Axonal regeneration in CNS.
None or very limited axonal regeneration in CNS.
Because:
- lack of scaffold e.g. endoneurium, basement membrane.
- oligodendrocytes do not form columns as Schwann cells do in PNS.
- axon sprouting is inhibited.
4 main reaction patterns referred to in CNS.
Suppurative inflammation.
- bacteria, some fungi, non-infectious steroid-responsive meningitis arteritis in dogs.
Non-suppurative (mononuclear) inflammation.
- viruses, protozoa, some bacteria, non-infectious diseases.
Granulomatous inflammation.
– some bacteria, fungi, parasites, FBs, some immune-mediated diseases.
Eosinophilic inflammation.
- parasitic infections, some fungal infections.
- What type of inflammatory cell(s) would dominate in suppurative inflammation?
- What type of inflammatory cell(s) would dominate in suppurative inflammation?
- What type of inflammatory cell(s) would dominate in granulomatous inflammation?
- What type of inflammatory cell(s) would dominate in eosinophilic inflammation?
- Neutrophils.
- Lymphocytes, plasma cells, monocytes, macrophages.
- Macrophages.
- Eosinophils.
Healing in CNS.
Clearing up and repairing in areas of injury.
e.g. following degeneration and necrosis of components of CNS.
Phagocytes remove debris:
- microglia expand and become macrophage-like and phagocytic.

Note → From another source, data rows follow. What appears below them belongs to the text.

PR #4256, opened 2025-05-05
feat(api): Implement Celestia Client Library v0

walldiss:

## Implementation Details

### Key Components

### Usage Example

```go
// Initialize keyring
    KeyName:     "my_key",
}, "/path/to/keys")

// Configure client
cfg := Config{
    ReadConfig: ReadConfig{
        DAAuthToken:  "token",
    },
    SubmitConfig: SubmitConfig{
        DefaultKeyName: "my_key",
        Network:        "private",
            Addr: "consensus-node:9090",
        },
    },
}

// Submit a blob

// Retrieve a blob
```

# TODOs for Further Development / Known Limitations

## Decision Points

- **Configuration Options**:

### DIFF
--- a/api/client/readme.md
+++ b/api/client/readme.md
@@ -13,8 +13,8 @@ This client package provides a simplified interface for interacting with Celesti
 - **State Management**: Check balances, execute transactions
 - **Keyring Integration**: Manage keys for transaction signing
 - **Flexible Client Modes**:
-    - Read-only mode (Bridge node connection only)
-    - Full client mode (Bridge + Core node connections)
+  - Read-only mode (Bridge node connection only)
+  - Full client mode (Bridge + Core node connections)
 
 ## Installation
 


jcstein:
is there a CLI?

cmwaters:
> Can be solved by moving client to a separate package and decoupling all RPCs

What does decoupling all RPCs entail?

jcstein:
can you please provide an example of how to use this on Mocha?

walldiss:
> is there a CLI?

This is go pkg that can be imported and used as client to celestia

> What does decoupling all RPCs entail?

Potentially move celestia-client to separate repo and redeclare RPC there. Will clarify in description. 

> so user needs a bridge node and the auth token for the bridge node to use this? what is DAAuthToken?

User needs Bridge node addr and access token to this bridge node (if any)

> can you please provide an example of how to use this on Mocha?

Example is in description. Just put mocha rpcs into it

api/client/client.go
```diff
@@ -0,0 +1,178 @@
...
+
+// TODO:
+// Major limitations:
+// We still carry deps for cosmos-sdk and celestia-app replaces.
+// - can be solved by moving client to a separate package and decoupling all rpcs.
+// Client needs to be reinitialized on every key change due to txClient being stateful and
+// maintaining copy of keys.	- can be reworked by wrapping keyring and updating txClient internal
+// state on key change. Complicated Core accessor requires KeyName to be set and exist in the
+// keyring. Which is not necessary imo. - require refactor of core_accessor/txClient
+// Can't make submit only client, because submition is coupled with reads in blob service
```
cmwaters, line 32: I don't think that's necessary and if someone really wants to submit without reading they can just use the TxClient

walldiss:
> so this is not a node's auth token like you would get from a running node, but a auth token from the RPC provider?
This is auth token you get from node. For the RPC provider it depends whether it uses same auth schema as node. If provider schema is different, we can add that as option too.

api/client/client.go
walldiss: Generally agree. There some implementation details that are not yet available in TxClient like fee estiamtion.

api/client/keyring.go
```diff
@@ -0,0 +1,73 @@
...
+	return KeyringConfig{
+		KeyName:     "my_celes_key",
+		BackendName: keyring.BackendTest,
+	}
+}
+
+// NewDefaultRing is a helper function for easy keyring initialization. It initializes a keyring
+// with the given config and path. The returned keyring is ready to use and can be used to sign
+// transactions.
+func NewDefaultRing(cfg KeyringConfig, path string) (keyring.Keyring, error) {
```
adlerjohn, line 34: As a follow-up, how about removing keyring management from `celestia-node` entirely? Especially if this client can be accessed from the command line.

api/client/grpc.go
```diff
@@ -0,0 +1,107 @@
...
+	"google.golang.org/grpc/codes"
+	"google.golang.org/grpc/credentials"
+	"google.golang.org/grpc/credentials/insecure"
+	"google.golang.org/grpc/metadata"
+
+	"github.com/celestiaorg/celestia-node/libs/utils"
+)
+
+// GRPCConfig combines all configuration fields for managing the relationship with a Core node.
+type GRPCConfig struct {
```
adlerjohn, line 19: I would avoid calling this just "gRPC," since that's a transport protocol and not the target. Or rather, instead of using GRPC and Core interchangeably, Core should use GRPC under the hood, and never expose this detail.

We may have other stuff using gRPC in the future. Same with RPC.

api/client/wrappers.go
```diff
@@ -0,0 +1,142 @@
...
+	}
+	// TODO: this is a hack to allow nil options, because it's not exported by the blob package
+	if options == nil {
+		options = &blob.SubmitOptions{}
+	}
+	return api.submitter.Submit(ctx, blobs, options)
+}
+
+// readOnlyStateAPI returns an error on all state client methods if consensus connection is not
+// configured
```
adlerjohn, line 50: wait this doesn't look like what the code below does

jcstein:
> Example is in description. Just put mocha rpcs into it

can you please provide a full, working example for mocha though? as I understand it I don't know how to set this up.

for some endpoint like quicknode consensus endpoint (which is both bridge + consensus in 1 endpoint), how do you provide the auth token to this? i don't see that it is possible in current implementation. i.e. how do i use this endpoint? `https://clean-wiser-glitter.celestia-mocha.quiknode.pro/myapikey/` in both ReadConfig and SubmitConfig? I suggest using some variable other than "DAAuthToken" here and use something like "WriteRPCAuth" and "ReadRPCAuth"

```
SubmitConfig: SubmitConfig{
        DefaultKeyName: "my_key",
        Network:        "private",
            Addr: "consensus-node:9090",
        },
    },
```

based on "User needs Bridge node addr and access token to this bridge node (if any)" and "This is auth token you get from node. For the RPC provider it depends whether it uses same auth schema as node. If provider schema is different, we can add that as option too." this won't work with an RPC provider, so this whole setup requires someone to run a bridge node or have one hosted somewhere and have the auth token to it?

---

why isn't this a separate library/sdk repo? it doesn't seem like it accomplishes the goal of "minimal-overhead blob submission and retrieval" if celestia-node is still required at the end of the day, in addition to having a bridge node somewhere with auth token access

> Keyring Management: Decide whether to keep keyring inside the client

if this was taken out, how would keys be managed?

> Determine if we need logging configuration inside the client

there's currently no logging? how does user know read or write is successful?

jcstein:
this is how you use celestia-node with x-token from quicknode currently, for ref https://docs.celestia.org/how-to-guides/light-node#optional-start-light-node-with-consensus-node-endpoint-with-authentication

api/client/keyring.go
jcstein: isn't this why cel-key is a separate utility?

walldiss: If we remove key management from `celestia-node` it no longer will be able to sign tx (and submit blobs). Do you suggest remove submission from node or maybe i misunderstood smth?

walldiss:
> can you please provide a full, working example for mocha though? as I understand it I don't know how to set this up / don't think it is possible to setup with a quicknode endpoint in the current implementation.

All you need is to set 2 rpc endpoints in config similar to example. I'll provide you example shortly

> based on "User needs Bridge node addr and access token to this bridge node (if any)" and "This is auth token you get from node. For the RPC provider it depends whether it uses same auth schema as node. If provider schema is different, we can add that as option too." this won't work with an RPC provider, so this whole setup requires someone to run a bridge node or have one hosted somewhere and have the auth token to it?

Solution should work with RPC provider that supports default node auth schema. If schema is different please provide it here so I can add auth logic to client.

> why isn't this a separate library/sdk repo? it doesn't seem like it accomplishes the goal of "minimal-overhead blob submission and retrieval" if celestia-node is still required at the end of the day, in addition to having a bridge node somewhere with auth token access

Required in dependancy graph != required to run. You don't need to run node to use this client. The goal was to have 0 overhead of node and client has 0 overhead. As listed in limitations dependancies are still inherited from node. Removal of node dependancy is desirable property and listed in limitation and can be worked on later. 


> if this was taken out, how would keys be managed?

Keys can be managed by using keyring. Which initialised first in the example.

> there's currently no logging? how does user know read or write is successful?

Client returns error from call, user can handle error or log it on caller side

walldiss:
@jcstein Perhaps confusion with auth tokens comes from the fact that in example auth token is not set for grpc connection. However it is possible to setup:
https://github.com/walldiss/celestia-node/blob/15857edd96380d856793de5d845a8a02fa68958b/api/client/grpc.go#L26

I'm not familier with quicknode auth. If they use same endpoint and same token for both Bridge and Consensus, then just set Each Addr and Auth token to same value.

jcstein:
I think the endpoints have tls which is why you need to do this to set it up https://docs.celestia.org/how-to-guides/light-node#optional-start-light-node-with-consensus-node-endpoint-with-authentication so based on this https://github.com/walldiss/celestia-node/blob/15857edd96380d856793de5d845a8a02fa68958b/api/client/grpc.go#L25 it wouldn't work?

the endpoint format is like https://clean-wiser-glitter.celestia-mocha.quiknode.pro/api-key/

jcstein:
> All you need is to set 2 rpc endpoints in config similar to example. I'll provide you example shortly

i'm pointing out that if you use a quicknode endpoint as a test, it probably won't work because there's only a way to provide the node's auth token, not an auth token to an endpoint

jcstein:
after slack chat i think this is roughly what setup would look like for using qn endpoint with x-token + tls:

```
// Initialize keyring
    KeyName:     "my_key",
}, "/PATH/TO/KEYS")

// Configure client
cfg := Config{
    ReadConfig: ReadConfig{
        BridgeDAAddr: "https://YOUR-QN-PROJECT-ID.celestia-mocha.quiknode.pro:26658",
        DAAuthToken:  "YOUR-AUTH-TOKEN-GOES-HERE", # this is the x-token, a.k.a. API Key, from quicknode
    },
    SubmitConfig: SubmitConfig{
        DefaultKeyName: "my_key",
        Network:        "private",
            Addr: "https://YOUR-QN-PROJECT-ID.celestia-mocha.quiknode.pro:9090",
            AuthToken: "YOUR-AUTH-TOKEN-GOES-HERE" # this is the x-token, a.k.a. API Key, from quicknode
        },
    },
}

// Submit a blob
namespace := libshare.MustNewV0Namespace([]byte("YOUR-NAMESPACE"))
blob, _ := blob.NewBlob(libshare.ShareVersionZero, namespace, []byte("YOUR-DATA"), nil)

// Retrieve a blob
```

adlerjohn:
As a follow-up, add support for https://github.com/celestiaorg/celestia-app/pull/4628

walldiss:
All TODOs and development plans will be addressed in future PRs.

- may be supplemented w/ macrophages derived from blood monocytes.
Repair by astrocytes - main cells involved in CNS repair.
- proliferate and hypertrophy w/ larger and more complex processes (create a matrix).
- encapsulate and fill spaces, and may form ‘scar’.
Causes of brain swelling.
Space-occupying lesion.
- e.g. tumour, haemorrhage, abscess.
Oedema and accumulation of fluid.
- congestive – unregulated vasodilation of blood vessels in brain after trauma.
- vasogenic oedema – increased vascular permeability e.g. inflammation, trauma, cerebral hypertension, neoplasms.
- interstitial oedema – increased hydrostatic pressure (due to excess CSF) w/in ventricular system causing CSF to move into periventricular tissues e.g. hydrocephalus.
Cell swelling (e.g. neurones, glial cells, vascular endothelium) w/ increased intracellular fluid caused by altered cell metabolism w/ reduced energy for metabolic processes, often due to ischaemia - cytotoxic oedema.
- same as hydropic change in cells elsewhere in body.
Recognising signs of brain swelling.
Less pronounced sulci.
Flattening of gyri due to pressing against skull.
Subtentorial herniation of the cerebrum under tentorium cerebelli.
Cerebellar herniation and compression through the foramen magnum at the back of the skull.
- ‘coning’.
– branstem compression –> death by CR failure.